LINGUAGEM AUSENTE NAS ASAS DO VENTO
Por toda parte surpreende por ser vasto e mínimo
e ocultar-se
tanto no ventre escuro de um desejo solitário
quanto na ideia fixa e surda da multidão
espalhada como sementes secas absurdas
o halo, o elo
da língua ávida e muda.
Está na expressão no canto do olho
no sal na palma da mão úmida
quando toca a nuca e aproxima
lábio de beijo e beijo de tesão.
É o espectro de compreensão difusa
que rodeia a fonte luminosa do pensamento.

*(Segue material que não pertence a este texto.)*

PR #178, opened 2026-05-05
feat: Remove pre-releases and speed up push events

marcoesters:
## Summary

Remove creating the pre-release for each merge. Currently, each push to `main` creates a pre-release, even if the changes are not related to the code base. This is unnecessary since artifacts are already available for each push to `main` and makes the releases page difficult to navigate. We could increase the retention time if there are concerns about accessing artifacts for a specific commit. The `conda` packages still exist as a fallback and are just a binary repack.

Additionally, I noticed that the current merging behavior runs through the CI three times:

1. During the merge group build
2. After pushing to `main`
3. When building the pre-release

While removing the pre-releases removes some of that inefficiency, the push event still contains some redundancy. To remove some of it, I decided to skip tests during push events. We still need to run the extra build to upload the `conda` package to the `dev` label because I couldn't find a way to add the upload step to the merge group while keeping the upload environment protected.

### DIFF
--- a/.github/workflows/ci.yaml
+++ b/.github/workflows/ci.yaml
@@ -1,12 +1,14 @@
 name: CI
 
 on:
-  push:
-    branches:
-      - main
   pull_request:
   merge_group:
   workflow_call:
+    inputs:
+      skip-tests:
+        description: Whether to skip tests
+        type: boolean
+        default: false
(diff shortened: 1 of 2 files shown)


mattkram (approved):
Nice, thanks!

É linguagem que faz do pintor exausto gênio ativo
e o escritor entre estantes esquecido amante bêbado
de palavra alheia.
É a refração da luz na bruma suspensa,
água ardente tornada vinho tinto.
Mas por conta de um duelo em nós,
cegamo-nos como Édipo em busca da paz gratuita
e entrarmos na prometida floresta do alheamento.
No sonho de judeu errante derramo nas tinas vazias
para que não falte bebedeira.
Sem estar presente fica do meu lado,
verdade.
Somos alta esfera na poeira sob os pés,
vaidade.
Não basta cobrir o fundo vazio do vaso com lama fresca
se o ornamento for tão somente chegar ao verso egoísta
e aprofundar o desmatamento da memória.
Azar é a união poética-política no banquete da república.
Sorte é ver o mar na chuva, dar a face sem lágrima
se do céu desaba mordaça.
Arrebata-nos do rebanho um dedo de prosa,
vamos dançar no escuro da semente
e brilhar na tela do pintor exausto.
Sejamos mirante, miragem do destino sóbrio
para quem se reinventa no endereço bêbado
dessa linguagem ausente nas asas do vento.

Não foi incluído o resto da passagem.